We performed a cross sectional study to investigate the relationship between methylation levels of the gene which encodes tumor necrosis factor alpha (TNFα), and levels of fatty acids within the blood. It was found that many of the fatty acids included in the study were not correlated with methylation levels of TNF but some significant correlations were discovered. By analysing the results by sex it was also discovered that some correlations are sex-specific. Specifically, for the males within the study, significant correlations were observed between TNF methylation and -3 PUFA DHA, as well as -6 PUFA arachidonic acid (AA).

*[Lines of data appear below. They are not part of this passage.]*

PR #2610, opened 2015-09-17
[v6r12] HTCondorCE, Work In Progress

andresailer:
Here is an implementation for running jobs at HTCondorCEs.
I took some code from the remote_script/condorce, but had to adapt this, also the condor_submit needs a grid proxy, so LocalComputingElement does not work as far as I can tell.

Some things are still work in progress, mostly things marked with FIXME, but advice is required.

Pilot submission (and matching etc.) works.
Getting the pilot output works as long as the WMSAdministrator runs on the same machine, however the working directory is hardcoded at the moment, because I have no idea how to get that into the CE Instance when the WMSAdministrator comes calling. condor places the stdout/stderr files from the job in the folder where condor_submit is called, and I don't think know if there is a way to do that differently.

Another issue is the cleaning of the pilot wrapper and the output files from the working directory of the sitedirector. the condor_master takes care of actually submitting the jobs to the CEs, which comes with some delay from the condor_submit call, so the pilot wrapper script must no be removed directly after calling submit job.
So at some later point the pilot wrapper should be removed. Also at some point the out/err files should be cleaned up.

I haven't yet figured out how to get the Pilot_Reference parameter to the job.
There is
```
environment = CONDOR_JOBID=$(Cluster).$(Process)
```
in the sub file, but this doesn't seem to show up in the execution host's environment


chaen:
if it is still work in progress, was it supposed to be merged ?

andresailer:
It wasn't supposed to be merged, I just wanted some comments :(, there wasn't even a "review ok" post.
But none of these changes should affect anybody

atsareg:
This is a new independent development, nobody will suffer from this merge. But this is eventually a very useful development. In such cases I do not hesitate to merge to facilitate further testing.

PR #2617, opened 2015-09-23

atsareg:
Redone to replace #2586


Resources/Catalog/FileCatalog.py
```diff
@@ -1,13 +1,62 @@
...
 """
 
-import types, re
+import re
 
 from DIRAC  import gLogger, gConfig, S_OK, S_ERROR
 from DIRAC.ConfigurationSystem.Client.Helpers.Operations    import Operations
 from DIRAC.Core.Security.ProxyInfo                          import getVOfromProxyGroup
-from DIRAC.Resources.Utilities                              import checkArgumentFormat
+from DIRAC.DataManagementSystem.DB.FileCatalogComponents.Utilities import checkArgumentFormat
```
chaen: Why changing that ? It also applies to StorageElements no ?

Resources/Catalog/FileCatalog.py
```diff
@@ -94,26 +129,29 @@ def w_execute( self, *parms, **kws ):
...
     parms1 = parms[1:]
-    lfnsFlag = False
+
     for catalogName, oCatalog, master in self.writeCatalogs:
 
-      # Skip if metadata related method on pure File Catalog
-      if self.call in FileCatalog.write_meta_methods and not catalogName in self.metaCatalogs:
-        continue
+      # Skip if the method is not implemented in this catalog
+      if not oCatalog.hasCatalogMethod( self.call ):
```
chaen: we had agreed to use hasattr no ?

Resources/Catalog/FileCatalog.py
```diff
@@ -123,27 +161,27 @@ def w_execute( self, *parms, **kws ):
...
-          for lfn, message in res['Value']['Failed'].items():
-            # Save the error message for the failed operations
-            failed.setdefault( lfn, {} )[catalogName] = message
-            if master:
-              # If this is the master catalog then we should not attempt the operation on other catalogs
-              fileInfo.pop( lfn, None )
-          for lfn, result in res['Value']['Successful'].items():
-            # Save the result return for each file for the successful operations
-            successful.setdefault( lfn, {} )[catalogName] = result
+      for lfn, message in res['Value']['Failed'].items():
```
chaen: This will make an exception if the failure is on a non master catalog. You don't have res['Value'] then. 
You need to keep the 'else' clause that was here before

Resources/Catalog/FileCatalogClient.py
```diff
@@ -8,29 +8,37 @@
...
+    self.server = 'DataManagement/FileCatalog'
     if url:
-      self.setServer( url )
+      self.server = url
     self.available = False
-#    res = self.isOK()
-#    if res['OK']:
-#      self.available = res['Value']
+    
+  def __getRPC( self, rpc = None, url = '', timeout = 600 ):
```
chaen: but this is basically reimplementing the client class no ?

Resources/Catalog/FileCatalog.py
atsareg: We have essentially the same thing in 2 different places. This one is more complete. I am not sure that this is the best place to keep this utility but it should rather be in the DataManagement

Resources/Catalog/FileCatalog.py
atsareg: In the current clients it is implemented as hasattr, but in other potential clients it can be different.

Resources/Catalog/FileCatalog.py
atsareg: Yes, this should be fixed

Resources/Catalog/FileCatalogClient.py
atsareg: Yes, but without __getattr__ which will return something on ANY method name

Resources/Catalog/FileCatalog.py
chaen: But it should not be since we agreed to implement on the client side all the methods as a general rule

Resources/Catalog/FileCatalog.py
chaen: DataManagement/Utilities ?

atsareg: Yes, may be

Resources/Catalog/FileCatalogClient.py
chaen: Then I would suggest to update the Client constructor with a boolean (default True). Depending on the boolean, the __getattr__ is active or not. This avoids re implementing the __getRPC in all the clients all over DIRAC ?

chaen:
any progress on that ?

PR #2620, opened 2015-09-25
[v6r15] fix importing Time from DIRAC

pigay:
`from DIRAC import Time` was failing in JobWrapper


chaen:
It was decided in v6r15 to strip down the global __init__, so you have to fix the code doing 'from DIRAC import Time' to actually import it from the appropriate location

pigay:
OK. So I close this PR and wil propose the suggested fix in another one.

Thanks.

PR #2622, opened 2015-09-25
[v6r14] Fixed indentation and a debug log typo

fibbo:
Fixed Indentation: Updating metadata dict with attributeDict only works if there is an attributeDict


chaen:
review ok

PR #2623, opened 2015-09-25
fix TaskQueueDirector utilities import

pigay:
`from DIRAC import Time, List` failed.


pigay:
Bad branch... I'll reopen another one

PR #2624, opened 2015-09-25
[v6r15] fix TaskQueueDirector utilities import

pigay:
`from DIRAC import Time, List` failed


atsareg:
Review OK

chaen:
Since we anyway want to get ride of this useless module, may I recommande that we start replacing them when easy to do so ? In this module, it should be quite straight forward to use the standard python modules to do the same job

atsareg:
Well, the TaskQueueDirector itself is not used almost any more. As for the Time and List modules replacement, I do not see any urgency preferring not to change what is working.

PR #2625, opened 2015-09-25
[v6r14] WMS bug fixes

atsareg:
The use of 0o22 form of integer is not understood by 2.6 python interpreters causing pilots failure on some sites.
A logical bug was introduced when the Matcher client class was created resulting in that only the first job was assigned to the pilot which ran multiple jobs
And yes, the VOMS is the evil - need extra protection against endecodabe attributes

### DIFF
--- a/Core/Security/X509Certificate.py
+++ b/Core/Security/X509Certificate.py
@@ -202,8 +202,11 @@ class X509Certificate:
           if extBundle[0] == "VOMS attribute":
             attr = GSI.crypto.asn1_loads( str(extBundle[1]) ).get_value()
             attr = attr[0][0][1][0]
-            data[ 'attribute' ] = "%s = %s (%s)" % attr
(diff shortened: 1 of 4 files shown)


atsareg:
Merged without review as it is urgent and used in hot fixes in several installations

chaen:
About the octal notation I am curious. Do you know exactly which python version does not work ? 

guests-MacBook-Air:~ chris$ python2.6
Python 2.6.9 (unknown, Jul 14 2015, 19:46:31)
[GCC 4.2.1 Compatible Apple LLVM 6.0 (clang-600.0.39)] on darwin
>>> 0o22
18
>>> 022
18

atsareg:
I think some earlier 2.6, I do not know for sure because this is the case on just a couple of sites, may be the native python is even older there. In fact 0o22 is supposed to be the standard starting from 3.0.

PR #2632, opened 2015-10-07
[v6r12] owner/group/mode changes with recursion

calancha:
Declared the type (boolean) of the recursion parameter before exporting
following functions: changePathOwner, changePathGroup, changePathMode.
Also updated their documentation strings.


atsareg:
The recursive changes are not that trivial, this is done properly in v6r15 being prepared. I Close this PR and #2633

PR #2633, opened 2015-10-07
[v6r12] Recursive LFNs owner/group/mode changes

calancha:
Recursion wasnt implemented on _changePathFunction (argument recursive was ignored).
This commit and PR #2632 hopefully make possible to call: chown, chgrp and chmod
passing the argument '-R' in the file catalog client.

### DIFF
--- a/DataManagementSystem/DB/FileCatalogComponents/FileManagerBase.py
+++ b/DataManagementSystem/DB/FileCatalogComponents/FileManagerBase.py
@@ -733,7 +733,7 @@ class FileManagerBase( object ):
   
 
   def setFileStatus( self, lfns, connection = False ):
-    """ Get set the group for the supplied files """
+    """ Set the status for the supplied files """
     connection = self._getConnection( connection )
     res = self._findFiles( lfns, ['FileID', 'UID'], connection = connection )
     if not res['OK']:
@@ -753,7 +753,7 @@ class FileManagerBase( object ):
 
 
   def _setFileStatus( self, fileID, status, connection = False ):
-    """ Set the file owner """
+    """ Set the file status """
     connection = self._getConnection( connection )
     if type( status ) in StringTypes:
       if not status in self.db.validFileStatus:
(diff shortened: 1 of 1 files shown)


chaen:
Hi,

concerning this PR as well as this one https://github.com/DIRACGrid/DIRAC/pull/2632

A proper recursive behavior has been implemented for v6r15 which is to be the next release. Rather than submitting patch (very much appreciated btw :-) ) to this very old version, could you rather consider upgrading to a more recent one ? 

Cheers, and thanks

andresailer:
Hi Chris,
Tino is one of my ILCDIRAC power-users, so no we can't update (InputDataResolution, xroot storage). :(
Sorry

calancha:
Hi, thank you for the information.
I am glad to hear that news. As Andre said i am just an user so i cannot include anything myself.
Hopefully i will enjoy such new version in the future.

chaen:
I see... then I let @atsareg look at it, but I would very strongly suggest to run the unit/integration tests on them before merging. Also, if it gets merged, I would avoid to propagate it to further versions.

DataManagementSystem/DB/FileCatalogComponents/FileManagerBase.py
```diff
@@ -1401,6 +1401,15 @@ def _changePathFunction( self, paths, credDict, change_function_directory, chang
     for p in result['Value']['Successful']:
       if result['Value']['Successful'][p]:
         dirList.append( p )
+        if recursive:
+           result = self.db.dtree.getSubdirectories(p)
```
andresailer: Is this a three space indent?

calancha: Upps, yes, i used 3 spaces instead of 2 in that if construct. Sorry for that.

andresailer:
I just tested this change, but it doesn't work. 
I would propose to not merge this and wait for the later version.

calancha:
Ok, thank you for having tested.

PR #2634, opened 2015-10-07
!!! [v6r16] Next step for multi protocol support

chaen:
This PR contains the next steps in order to implement multi protocol support for storage elements. It is however far from final now. Some cleanup are still needed, and will be done once the gfal2 plugins are production ready. 

Basically, when performing an action on the StorageElement, instead of looping over all the protocol plugins, we loop over a filtered list. This list is built taking into account which action is taken (read vs write), and is also sorted according to lists defined in the CS. 
Two lists were already existing: RegistrationProtocols and ThirdPartyProtocols. They were moved into the Operation section where they belong to, and two more lists added: AccessProtocols and WriteProtocols. They all default to 'srm' and 'dips'. The utilities to fetch these lists are moved to DMSHelper, and each of them can be locally overwritten in the SE definition.

The negotiation for third party transfer is also improved: it takes into account all possible protocols the source SE is able to produce, and all protocols the target is able to receive as input.

Note that as of now, the behavior should not change, because the most used plugin (SRM2) still internally uses the DefaultProtocol list defined in the StorageElement section of the CS. This sort of bypasses  all the logic. But as I said, once gfal2 is production ready, we can do the final cleanup.

This will have to be veeeeery carefully tested :-)

### DIFF
--- a/ConfigurationSystem/Client/Helpers/Resources.py
+++ b/ConfigurationSystem/Client/Helpers/Resources.py
@@ -288,10 +288,19 @@ def getCatalogPath( catalogName ):
   """
   return '/Resources/FileCatalogs/%s' % catalogName
 
-def getRegistrationProtocols():
-  """ Returns the Favorite registration protocol defined in the CS, or 'srm' as default """
-  return gConfig.getValue( '/Resources/FileCatalogs/RegistrationProtocols', ['srm', 'dips'] )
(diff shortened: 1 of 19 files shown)


atsareg:
This PR has conflicts that must be resolved. Would be nice to resolve them before leaving on vacations, Chris

PR #2640, opened 2015-10-09
[v6r14] fix bulk requests

chaen:
Lock the lines when selecting the requests to be assigned, update the LastUpdate time, and expose the assigned flag to the client


phicharp:
Review OK

PR #2641, opened 2015-10-09
[v6r14] Time Left utility revisited

phicharp:
I reviewed the TimeLeft utilities included the plugins:
* Make them consistent in terms of what is returned: all return real seconds
* Checked with concrete examples -> fix LSFTimeLeft not taking correctly normalization
* Use consistently always the same CPU power (not yet changed the names, i.e. normFactor and scaleFactor)
* Review JobAgent as well for what concerns time left

### DIFF
--- a/Core/Utilities/TimeLeft/BQSTimeLeft.py
+++ b/Core/Utilities/TimeLeft/BQSTimeLeft.py
@@ -6,7 +6,7 @@
     current CPU consumed and CPU limit.
 """
 
-from DIRAC import gLogger, gConfig, S_OK, S_ERROR
+from DIRAC import gLogger, gConfig, S_OK, S_ERROR, siteName
 from DIRAC.Core.Utilities.TimeLeft.TimeLeft import runCommand
 
 __RCSID__ = "$Id$"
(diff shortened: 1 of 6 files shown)


atsareg:
BQSTimeLeft is a legacy class ( no more BQS ). I wonder how the changes were tested, this is not trivial for all the cases.

phicharp:
Can we remove BQSTimeLeft? It is for sure not used as it had a bug that would have triggered an exception (undefined variable).
The other changes are mostly a rearrangement of the code in order to be easier to maintain... The only functional change is the one in LSFTimeLeft as there was a real bug there: the baseline now is that the plugins return times in real seconds rather than in a unit system that was unknown to the TimeLeft module (this was the bug in LSF).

The relationship between blood fatty acid levels and DNA methylation of cytokine genes was further investigated using a four-week ω-3 PUFA (EPA and DHA) supplementation intervention. The genes included in this study were TNF, interleukin 6 (IL6) and interleukin 1 beta (IL1B). Peripheral blood mononuclear cells were isolated from blood samples before and after supplementation and these were analysed for fatty acid levels in the cell membranes in order to explore the timeframe over which incorporation occurred. Despite seeing an increase in -3 PUFAs EPA and DHA in PBMCs, there were no changes in methylation of the candidate genes over the intervention period and therefore postulated that this might be because an inflammatory stimulus was absent in this cohort of healthy males.
In the final study of this thesis methylation of candidate genes at biologically relevant sites cytokines and RNA expression were measured before and after an inflammatory stimuli, and either side of fatty acid supplementation. In this randomised double blind, repeated measures supplementation study the inflammation stimulus was provided by eccentric exercise and one group was supplemented with ω-3 PUFA (EPA and DHA) and the other with olive oil. Baseline measurements, made before the inflammatory stimulus or supplementation, showed that methylation levels of TNF were negatively associated with the expression of TNF mRNA, however there was no association with TNFα cytokine levels. There was a negative relationship between TNF and IL1B methylation levels at baseline.
The inflammatory stimulus induced a decrease in TNF and IL6 methylation levels and an increase of serum cytokines coded by these genes. In contrast, an increase in methylation in the measured region of IL1B was observed. The results clearly demonstrated the effect of a repeated bout of exercise in which decreased inflammation (cytokines and muscle damage markers) is observed after the second bout. There was no difference in the decrease as a consequence of the dietary supplementation.
In conclusion it was found that as a result of the cross-sectional study, that some but not all fatty acids in the blood affect the methylation levels of certain CpG sites in exon1 of TNF. Positive and negative associations were observed, with many of the associations being sex specific. In the second study it was established that a four-week period of dietary -3 PUFA (EPA and DHA) supplementation does not significantly change the methylation levels of TNF, IL6 or IL1B and, in the final study, muscle damage was induced through eccentric exercise and this effected a transient epigenetic change, but that fatty acid supplementation had no significant effect over the period of the study. Although DNA methylation of TNF, IL6 and IL1B at the sites studied is not altered by a change in blood fatty acids over a short period this may not be the case over longer periods of intervention and this, together with exploration of the interaction with other environmental factors, such as muscle induced inflammatory stimulus, present opportunities for future research.